Material provided
--------

PR #6148, opened 2026-03-28
feat: add --leader-election-id flag to support HA deployments

### LINKED ISSUE #6079: Derive leader-election-id from scopedNamespace to support multiple ESO controllers in same namespace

--------

Work item
Filter the data for the string "election". Copy each matching line.

Output
feat: add --leader-election-id flag to support HA deployments
### LINKED ISSUE #6079: Derive leader-election-id from scopedNamespace to support multiple ESO controllers in same namespace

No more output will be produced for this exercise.